# Lowe 1648M Jon Boat Rebuild



## yareelohim (Apr 5, 2013)

Hello everyone, 

This is my first post on this site. I figured some might be interested in seeing the process of the Lowe 1648 I am restoring. Please feel free to comment.

Lowe 1648M when I received it. 







Removing the bench seat/live well which left a 1" hole in the center of the boat 



Getting ready to sand and prime the boat. 





One coat of self-etching primer so far.





Bracing for a deck and floor with 2x2 & 2x4. 





Fitting the floor and deck made from 1/2" CDX Plywood - sealed. 



Attaching side walls to cover the ribs. Used a 1x2 at the top rail then attaced 1/4 Luan to the 1x2 and the ribs. 





Installing a storage hatch for the front deck.






The 1" hole in the bottom of the boat from the livewell was sealed with a 1.5" rubber washer on each side, followed by a steel washer. The aluminum was later (no pics) sanded smooth between the washers and sealed with 5200. 



The holes from the rivets which held the center bench were sealed with #10 machine screws and nylon washers & steel washers, with 5200 between boat and washers. 

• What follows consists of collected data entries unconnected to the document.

PR #303, opened 2022-12-06
:wheelchair: autocomplete assistance

jiromaykin:
Add autocomplete to form fields wherever possible.


jiromaykin:
Unnecessary solution.

Issue #304, opened 2022-12-09
Add Signature component to storybook


sergei-maertens:
We currently don't have all formio components hooked up to storybook, which excludes them from visual regression testing.

1. Add a story for the signature component in `src/formio/components/Signature.stories.mdx`
2. Check the backend form designer for the required JSON for this component
3. Configure/document the story similarly to the other formio components

PR #312, opened 2022-12-09
:memo: [#304] add Storybook Signature component

jiromaykin:
fixes open-formulieren/open-forms-sdk#304


src/formio/components/Signature.stories.mdx
```diff
@@ -0,0 +1,82 @@
...
+
+## Default
+
+export const Template = ({
+  backgroundColor = '',
+  description = '',
+  footer = '',
+  id = '',
+  label = '',
+  penColor = '',
```
sergei-maertens, line 44: while these are properties that can be specified at the formio level, we don't expose them in our own flavour of the form builder, so we should leave them out to not give wrong impressions:

* backgroundColor
* footer
* id
* penColor

These args (and their argtype definitions) should be removed.

sergei-maertens (approved):

PR #313, opened 2022-12-09
[OF#2447] Display login buttons

SilviaAmAm:
Fixes open-formulieren/open-forms#2447

Related Backend PR: https://github.com/open-formulieren/open-forms/pull/2462

Desktop:
Screenshot from 2022-12-09 13-32-27

Mobile:
Screenshot from 2022-12-09 13-32-46


src/components/LoginButton/index.js
```diff
@@ -1,32 +1,30 @@
...
-      defaultMessage="Login with {provider}"
-      values={{provider: option.label}}
-    />
-  </Button>
+  <div className={getBEMClassName('login-button')}>
+    <Button
+      variant="primary"
+      component="a"
+      href={option.url}
+      onClick={option.onClick || noop}
```
sergei-maertens, line 17: anchors shouldn't have `onClick` specified at all

src/components/LoginButton/test.spec.js
```diff
@@ -43,11 +43,8 @@ it('Login button has the right URL after cancelling log in', () => {
     );
   });
 
-  const expectedUrl = new URL(option.url);
-  expectedUrl.searchParams.set('next', 'https://open-forms.nl/digid-form/?_start=1');
-
   const actualUrl = container.getElementsByClassName('openforms-button')[0].href;
 
-  expect(actualUrl).toEqual(expectedUrl.toString());
+  expect(actualUrl).toEqual(option.url);
```
sergei-maertens, line 48: doesn't this break the whole redirect flow if the `next` param is not in the URL anymore?

src/components/LoginOptions/LoginOptionsDisplay.js
```diff
@@ -0,0 +1,43 @@
+import React from 'react';
+import {FormattedMessage} from 'react-intl';
+import PropTypes from 'prop-types';
+
+import {getBEMClassName} from 'utils';
+import LoginButton from 'components/LoginButton';
+import FormattedLoginOption from 'types/FormattedLoginOption';
```
sergei-maertens, line 7: please sort the imports alphabetically

src/components/LoginOptions/index.js
```diff
@@ -0,0 +1,55 @@
+import React from 'react';
+import {FormattedMessage} from 'react-intl';
+
+import Types from 'types';
+import PropTypes from 'prop-types';
+import Literal from 'components/Literal';
+import {getLoginUrl} from 'components/utils';
```
sergei-maertens, line 7: import ordering

src/components/LoginOptions/index.js
```diff
@@ -0,0 +1,55 @@
...
+    }
+  });
+
+  if (!form.loginRequired) {
+    loginAsYourselfOptions.push({
+      identifier: 'anonymous',
+      label: <Literal name="beginText" />,
+      url: '#',
+      onClick: onFormStart,
+    });
```
sergei-maertens, line 39: maybe we should make this `onFormStart` thing more semantic:

1. if login is not required, render the form start page between `form` tags, otherwise use a `div`
2. render the anonymous login option/button as an actual `type="submit"` button, when it's clicked, it submits the outer `form`
3. hook up the outer `form` with `onSubmit={onFormStart}`. This decouples the form start event from the actual buttons/links. Because the login buttons are links to the backend, they will not result in a form start submit and instead invoke the form start via the URL query parameter.

This approach allows us to not have to deal with `onClick` at all in login button components.

src/scss/components/_login-button-logo.scss
```diff
@@ -0,0 +1,21 @@
+@use 'sass:math';
+
+@import '~microscope-sass/lib/typography';
+
+@import '../mixins/prefix';
+
+.#{prefix(login-button-logo)} {
+  display: flex;
+  align-items: center;
+  margin-left: math.div($grid-container-margin-base, 2);
```
sergei-maertens, line 10: can't we use the `gap` flex property in the parent component instead?

src/scss/components/_login-button.scss
```diff
@@ -0,0 +1,18 @@
...
+
+@import '~microscope-sass/lib/typography';
+
+@import '../mixins/prefix';
+
+.#{prefix(login-button)} {
+  display: flex;
+  align-items: center;
+
+  margin-bottom: math.div($grid-container-margin-base, 2);
```
sergei-maertens, line 11: this now creates extra white space if there are no login button icons at all - I'd only apply this if it's not the last child (`:not(:last-child)`)

This is also encapsulated in the microscope-sass `@include margin(auto)` which uses the correct/relevant variables for this.

sergei-maertens (changes requested):

src/components/CoSign.js
```diff
@@ -35,26 +34,27 @@ const CoSignAuthentication = ({form, submissionUuid, saveStepData, authPlugin})
...
 
-  // add the co sign submission parameter to the login URL
+  // add the co-sign submission parameter to the login URL
   const loginUrl = new URL(loginOption.url);
   loginUrl.searchParams.set('coSignSubmission', submissionUuid);
-  const modifiedLoginOption = {...loginOption, url: loginUrl.toString()};
+  const modifiedLoginOption = {
+    ...loginOption,
+    url: loginUrl.toString(),
+    onClick: noop,
```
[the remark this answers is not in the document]
SilviaAmAm: We have 2 behaviours for the buttons:
- For the anonymous start: here we want the `onFormStart` to be called when the button is clicked, but there is no URL to go to.
- For the login buttons: here we have a URL, but we don't need a `onClick` handler.

So I had the `onClick` doing nothing here on purpose

src/components/LoginButton/LoginButtonIcon.js
```diff
@@ -1,28 +1,26 @@
...
+  const {href, imageSrc, title} = logo;
+  return (
+    <a
+      className={getBEMClassName('login-button-logo')}
+      href={href}
+      key={identifier}
+      onClick={event => {
+        event.preventDefault();
+        window.open(href, '_blank', 'noopener,noreferrer');
+      }}
```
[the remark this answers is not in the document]
SilviaAmAm: Without the `event.preventDefault()`, the link to DigiD/eHerkenning.. was being opened both in the current tab _and_ in a new tab :thinking:

src/components/LoginOptions/index.js
SilviaAmAm: I changed it, although now there is more logic in the `LoginButton` component to figure out the URLs/type of component/... :thinking: But I like not having the `onClick`

src/components/CoSign.js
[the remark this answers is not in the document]
SilviaAmAm: After changing the behaviour as you suggested below, the onClick is no longer needed

src/components/LoginButton/test.spec.js
SilviaAmAm: It is not the `LoginButton` now that makes the URL but the 'smart' `LoginOptions` component. So the `LoginButton` just uses the URL that is passed as prop.

Maybe this test makes no sense anymore and I should test the `LoginOptions` component.

src/components/LoginOptions/LoginOptions.stories.mdx
```diff
@@ -0,0 +1,178 @@
...
+
+## Functional
+
+The `LoginOptions` component handles the 'smart' part of the component. It separates the login options between
+the ones that can be used to 'login as yourself' and the ones that can be used to log in 'on behalf of someone else'.
+It also formats the labels that will be displayed on the buttons and creates the right URL to which the user will be
+redirected upon clicking one of the buttons.
+
+export const Template = ({form, onFormStart}) => (
+  <LiteralsProvider literals={{'beginText': {resolved: 'Begin Form'}}}>
```
sergei-maertens, line 98: Probably would be a bit neater to use the decorator approach here for the provider, see for example:

* https://github.com/open-formulieren/open-forms-sdk/blob/main/src/components/LanguageSelection/LanguageSelection.stories.mdx?plain=1#L160
* https://github.com/open-formulieren/open-forms-sdk/blob/main/src/components/LanguageSelection/LanguageSelection.stories.mdx?plain=1#L166

src/components/LoginOptions/LoginOptions.stories.mdx
```diff
@@ -0,0 +1,178 @@
...
+      loginAsYourselfOptions: [
+        {
+          identifier: "digid",
+          label: "DigiD",
+          logo: {
+              href: "https://www.digid.nl/",
+              title: "DigiD",
+              imageSrc: "/digid.png"
+          },
+          url: "http://localhost:8999/auth/form-slug/digid/start?next=http%3A%2F%2Flocalhost%3A3000%2F%3F_start%3D1",
```
sergei-maertens, line 42: maybe make these URLs `#` instead for the stories - clicking the links now gives errors and takes you out of storybook, while with the `#` it'll open up the underlying iframe instead

src/components/LoginOptions/LoginOptions.stories.mdx
```diff
@@ -0,0 +1,178 @@
...
+              href: "https://www.eherkenning.nl/",
+              title: "eIDAS",
+              imageSrc: "/eidas.png"
+          },
+          url: "http://localhost:8999/auth/form-slug/eidas/start?next=http%3A%2F%2Flocalhost%3A3000%2F%3F_start%3D1",
+        },
+        {
+          identifier: "anonymous",
+          label: "Begin form",
+          url: "#",
```
sergei-maertens, line 67: this breaks the `if (!url)` check in the `LoginButton` - is that deliberate? I'd say it's probably more representative to leave the URL empty here so that the DOM in storybook correctly renders a `button` element instead of an anchor.

See also the remark below

src/components/LoginOptions/LoginOptions.stories.mdx
```diff
@@ -0,0 +1,178 @@
...
+        logo: {
+            href: "https://www.digid.nl/",
+            title: "DigiD Machtigen",
+            imageSrc: "/digid.png"
+        },
+        url: "http://localhost:8999/auth/issue-2447-style-login-page/digid_machtigen/start?next=http%3A%2F%2Flocalhost%3A3000%2F%3F_start%3D1",
+      }]
+    }}
+  >
+    {DisplayTemplate.bind({})}
```
sergei-maertens, line 82: perhaps adding a `<form>` container around this (possibly as a decorator?) makes sense to simulate realistic behaviour:

```suggestion
    <form onSubmit={e => {
      e.preventDefault();
      alert('form start triggered');
    }}>
      {DisplayTemplate.bind({})}
    </form>
```

This also better documents the expected usage (inside of a `<form>` container)

src/components/LoginOptions/LoginOptions.stories.mdx
```diff
@@ -0,0 +1,178 @@
...
+      onFormStart={onFormStart}
+    />
+  </LiteralsProvider>
+);
+
+<Canvas>
+  <Story
+    name="Functional"
+    args={{
+      form: {
```
sergei-maertens, line 110: check the console in storybook too - it warns about the missing `uuid` prop` for `form`

src/components/LoginOptions/LoginOptions.stories.mdx
```diff
@@ -0,0 +1,178 @@
...
+            logo: {
+              title: "eHerkenning bewindvoering",
+              imageSrc: "/eherkenning.png",
+              href: "https://www.eherkenning.nl/"
+            },
+            isForGemachtigde: true
+          },
+        ]
+      },
+      onFormStart: () => {},
```
sergei-maertens, line 169: this now submits for real, leading to a nonsense error/page, so I'd also implement an `event.preventDefault()` and `alert` strategy here purely for storybook purposes

I'd also expect this to be picked up as an interaction which could be tested via the `play` function :-) For an example of such tests, see: https://github.com/open-formulieren/open-forms-sdk/blob/main/src/components/LanguageSelection/LanguageSelection.stories.mdx?plain=1#L117

src/components/LoginOptions/index.js
```diff
@@ -0,0 +1,69 @@
+import React, {useContext} from 'react';
+import {FormattedMessage} from 'react-intl';
+import PropTypes from 'prop-types';
+
+import Literal from 'components/Literal';
+import {getLoginUrl} from 'components/utils';
+import {ConfigContext} from 'Context';
+
+import Types from 'types';
+import LoginOptionsDisplay from './LoginOptionsDisplay';
```
sergei-maertens, line 10:
```suggestion
import Literal from 'components/Literal';
import {getLoginUrl} from 'components/utils';
import {ConfigContext} from 'Context';
import Types from 'types';

import LoginOptionsDisplay from './LoginOptionsDisplay';
```

src/components/LoginOptions/index.js
```diff
@@ -0,0 +1,69 @@
...
+  }
+
+  return (
+    <form onSubmit={onFormStart}>
+      <LoginDisplayComponent
+        loginAsYourselfOptions={loginAsYourselfOptions}
+        loginAsGemachtigdeOptions={loginAsGemachtigdeOptions}
+      />
+    </form>
+  );
```
sergei-maertens, line 61: you can simplify this a bit to avoid repetition:

```jsx
const Container = form.loginRequired ? React.Fragment : 'form';
return (
  <Container onSubmit={onFormStart}>
    <LoginDisplayComponent
        loginAsYourselfOptions={loginAsYourselfOptions}
        loginAsGemachtigdeOptions={loginAsGemachtigdeOptions}
      />
  </Container>
);
```

I'm not sure if you can just pass whatever props to `React.Fragment` or not, if not then the container props need to be defined in a similar manner.

src/scss/components/_login-button-logo.scss
```diff
@@ -0,0 +1,20 @@
+@use 'sass:math';
```
sergei-maertens, line 1: unused import

src/scss/components/_login-button-logo.scss
```diff
@@ -0,0 +1,20 @@
...
+
+@import '~microscope-sass/lib/typography';
```
sergei-maertens, line 3: also unused, and I think it should be `responsive` instead of `typography` for the `mobile-only` mixin, but it kinda works because another file already loaded it.

We should refactor into using proper sass modules at some point :grimacing:

src/scss/components/_login-button.scss
```diff
@@ -0,0 +1,20 @@
+@use 'sass:math';
+
+@import '~microscope-sass/lib/typography';
```
sergei-maertens, line 3:
```suggestion
@import '~microscope-sass/lib/responsive';
```

src/components/CoSign.js
```diff
@@ -7,22 +7,21 @@ import {get} from 'api';
...
 
 const getCosignStatus = async (baseUrl, submissionUuid) => {
   const endpoint = `${baseUrl}submissions/${submissionUuid}/co-sign`;
-  const response = await get(endpoint);
-  return response;
+  return await get(endpoint);
 };
 
 const CoSignAuthentication = ({form, submissionUuid, saveStepData, authPlugin}) => {
+  const config = useContext(ConfigContext);
```
sergei-maertens, line 23: the idea is nice, however this won't work because the formio component calls `ReactDOM.render` and I don't think this shares the context from the top-level react root (our structure is `react root -> formio root -> react root` and the react roots are independent).

The display config should be passed down in `FormStep.js` to the formio config, which the `src/formio/components/CoSign.js` should then use in the `ConfigContext.Provider` in the `renderReact` method.

src/components/LoginButton/LoginButtonIcon.js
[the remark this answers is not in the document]
sergei-maertens:
```jsx
    <a
      className={getBEMClassName('login-button-logo')}
      href={href}
      key={identifier}
      target="_blank"
      rel="noreferrer nofollower"
    >
      <img className={getBEMClassName('login-button-logo__image')} alt={title} src={imageSrc} />
    </a>
```
this works for me in Chromium based browsers :thinking:

sergei-maertens (changes requested):

src/components/CoSign.js
```diff
@@ -7,22 +7,21 @@ import {get} from 'api';
 import Body from 'components/Body';
 import ErrorMessage from 'components/ErrorMessage';
 import Loader from 'components/Loader';
-import LoginButton, {LoginButtonIcon} from 'components/LoginButton';
 import {ConfigContext, SubmissionContext} from 'Context';
-import {Toolbar, ToolbarList} from 'components/Toolbar';
 import Types from 'types';
-
 import {getBEMClassName} from 'utils';
+import LoginOptionsDisplay from 'components/LoginOptions/LoginOptionsDisplay';
```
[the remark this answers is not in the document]
SilviaAmAm: :see_no_evil:

src/scss/components/_login-button-logo.scss
SilviaAmAm: I thought that typography was needed for the `$grid-row-height`, but that's in `grid` and `typography` imports `grid`. So I removed `typography`, added `grid` and `responsive`

src/components/LoginOptions/LoginOptions.stories.mdx
```diff
@@ -0,0 +1,221 @@
...
+    loginAsGemachtigdeOptions={loginAsGemachtigdeOptions}
+  />
+);
+
+<Canvas>
+  <Story
+    name="Display"
+    decorators={[(Story) => (
+      <form>
+        {Story()}
```
SilviaAmAm, line 35: I used `{Story()}` instead of `<Story/>` because I was having this issue: https://github.com/storybookjs/storybook/issues/12596

No idea why it works fine in the language component story.

src/components/LoginOptions/LoginOptions.stories.mdx
```diff
@@ -0,0 +1,221 @@
...
+## Functional
+
+The `LoginOptions` component handles the 'smart' part of the component. It separates the login options between
+the ones that can be used to 'login as yourself' and the ones that can be used to log in 'on behalf of someone else'.
+It also formats the labels that will be displayed on the buttons and creates the right URL to which the user will be
+redirected upon clicking one of the buttons.
+
+export const LiteralDecorator = (Story) => (
+  <LiteralsProvider literals={{'beginText': {resolved: 'Begin Form'}}}>
+    {Story()}
```
sergei-maertens, line 104: `<Story />` seems to work, but note that I also added some `parameter` config in the `Meta`:

```jsx
<Meta
  title="Composites/Login Options"
  component={LoginOptions}
  parameters={{
    docs: {
      source: {
        type: 'dynamic',
        excludeDecorators: true,
      }
    }
  }}
/>
```

`excludeDecorators` is crucial for accurate code previews

src/components/LoginOptions/LoginOptions.stories.mdx
```diff
@@ -0,0 +1,272 @@
...
+        url: "#",
+      }]
+    }}
+  >
+    {DisplayTemplate.bind({})}
+  </Story>
+</Canvas>
+
+Note that the anonymous form start option is implemented as a button with `type="submit"` and is therefore
+expected to be nested inside of a `<form>` element with an appropriate `onSubmit` handler.
```
sergei-maertens, line 101: I've added an explicit note here

src/components/LoginOptions/LoginOptions.stories.mdx
```diff
@@ -0,0 +1,272 @@
...
+The `LoginOptions` component handles the 'smart' part of the component. It separates the login options between
+the ones that can be used to 'login as yourself' and the ones that can be used to log in 'on behalf of someone else'.
+It also formats the labels that will be displayed on the buttons and creates the right URL to which the user will be
+redirected upon clicking one of the buttons.
+
+export const LiteralDecorator = (Story, { args }) => (
+  <LiteralsProvider literals={{'beginText': {resolved: args.beginText}}}>
+    <Story />
+  </LiteralsProvider>
+);
```
sergei-maertens, line 118: I've made it so that the button text can be specified via the story args

src/components/LoginOptions/LoginOptions.stories.mdx
```diff
@@ -0,0 +1,272 @@
...
+    name="Functional"
+    decorators={[LiteralDecorator]}
+    play={async ({args, canvasElement}) => {
+      const canvas = within(canvasElement);
+      let anonymousStartButton = await canvas.getByRole('button');
+      await userEvent.click(anonymousStartButton);
+      await waitFor(() => expect(args.onFormStart).toHaveBeenCalled());
+    }}
+    argTypes={{
+      form: {table: {disable: true}},
```
sergei-maertens, line 162: the prop types are automatically added to the canvas controls, but since we don't use this, we can explicitly remove/disable it from the canvas controls.

src/components/LoginOptions/LoginOptions.stories.mdx
```diff
@@ -0,0 +1,272 @@
...
+      onFormStart: {
+        action: true,
+      }
+    }}
+    args={{
+      beginText: 'Begin form (anonymous)',
+      loginRequired: false,
```
sergei-maertens, line 169: I've added this arg so that we get a nice toggle true/false and see how the story reacts to that, as it has an effect on the container element + additional button.

src/components/LoginOptions/LoginOptions.stories.mdx
```diff
@@ -0,0 +1,272 @@
...
+      onFormStart: jest.fn(e => e.preventDefault()),
+    }}
+  >
+    {Template.bind({})}
+  </Story>
+</Canvas>
+
+<Canvas>
+  <Story
+    name="No \'machtigen\' options"
```
sergei-maertens, line 236: I added a story for the situation without machtigen options so that we have visual regression testing to ensure the title is absent too if there are none.

src/components/LoginOptions/index.js
```diff
@@ -0,0 +1,62 @@
...
+  if (!form.loginRequired) {
+    loginAsYourselfOptions.push({
+      identifier: 'anonymous',
+      label: <Literal name="beginText" />,
+    });
+  }
+
+  const LoginDisplayComponent = config?.displayComponents?.loginOptions ?? LoginOptionsDisplay;
+  const Container = form.loginRequired ? React.Fragment : 'form';
+  const containerProps = form.loginRequired ? {} : {onSubmit: onFormStart};
```
sergei-maertens, line 45: console was complaining about these props after all, so I've broken this up too.

sergei-maertens (approved):

Issue #306, opened 2022-12-09
Add the Content component to storybook


sergei-maertens:
We currently don't have all formio components hooked up to storybook, which excludes them from visual regression testing.

1. Add a story for the content component in `src/formio/components/Content.stories.mdx`
2. Check the backend form designer for the required JSON for this component ("Vrije tekst")
3. Configure/document the story similarly to the other formio components

PR #315, opened 2022-12-10
:memo: [#306] add Storybook Content component

jiromaykin:
Fixes open-formulieren/open-forms-sdk#306

### DIFF
--- a/src/formio/components/Content.stories.mdx
+++ b/src/formio/components/Content.stories.mdx
@@ -12,13 +12,6 @@ import {FormioComponent, FormDecorator} from './story-util';
     },
     customClass: {
       options: ['default', 'warning', 'info', 'error', 'success'],
-      mapping: {
-        default: false,
-        warning: false,
-        info: true,
-        error: false,
-        success: false,
-      },
       control: {
         type: 'radio',
         labels: {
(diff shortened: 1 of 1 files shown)


sergei-maertens (changes requested):
I'd also like to see an arg for the configuration option "Aangepaste CSS class" from the form designer.

src/formio/components/Content.stories.mdx
```diff
@@ -0,0 +1,54 @@
...
+      type: 'content',
+    }}
+  />
+);
+
+<Canvas>
+  <Story
+    name="Default"
+    args={{
+      customClass: 'breed',
```
sergei-maertens, line 44: this arg will have to be added to the `argTypes` above - the allowed list of values is limited in the backend: https://github.com/open-formulieren/open-forms/blob/master/src/openforms/js/components/form/content.js#L13

You can use the control type of `radio` for this, see https://github.com/open-formulieren/open-forms-sdk/blob/main/src/components/ProgressIndicator/index.stories.mdx?plain=1#L13 for an example

sergei-maertens (changes requested):

jiromaykin:
Squashed some commits.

Leak tested the boat, one rivet had a slight drip. 




Testing the paint color.



First coat of paint.





To be continued soon...
The next step is the carpet install.


----------



## yareelohim (Apr 6, 2013)

Starting the carpet install.



The floor all finished.



The sides finished.





To be continued...


----------



## Ringo Steele (Apr 6, 2013)

Looks like you're making great progress. I like th open floor and the low front deck. Keep up the good work, and keep the pictures coming!


----------



## yareelohim (Apr 7, 2013)

Thanks. This is my first boat so it's been quite the experience so far.


----------



## smackdaddy53 (Apr 7, 2013)

Looks great man!


----------



## bguy (Apr 7, 2013)

I'm going to be installing sides like yours. Are you using Alluminum z-clips for mounting the sides. Are they removable or permanently mounted with attachment screws.


----------



## muffin (Apr 7, 2013)

:-o You took that from looking bad to really good!


----------



## yareelohim (Apr 7, 2013)

Muffin...thanks I just hope it all lasts, I hear horror stories of wood rotting and paint chipping. Those are may real concerns right now. 

Bguy...for the sides I used a 1x2 just below the top tails drilled holes through the aluminum and 1x2. I then attached the 1x2 to the boat using #8 x 2" machine screws with locking washers. 

For the bottom of the sides I used self tapping screws and went right into the ribs of the boat.

I can take some pics if you want just let me know.


----------



## yareelohim (Apr 7, 2013)

Sgt tee...

For the 2x2 that goes between the bracing ribs on the bottom of the boat, I measured and taped them in place with masking tape. I then laid the plywood floor down, marked the previous measurements on top and screwed through the plywood to the 2x2. If you do that, be careful not to screw in too far with the first screw or you will spin the 2x2 bracing around. Get two screws in per one 2x2 before tightening down. 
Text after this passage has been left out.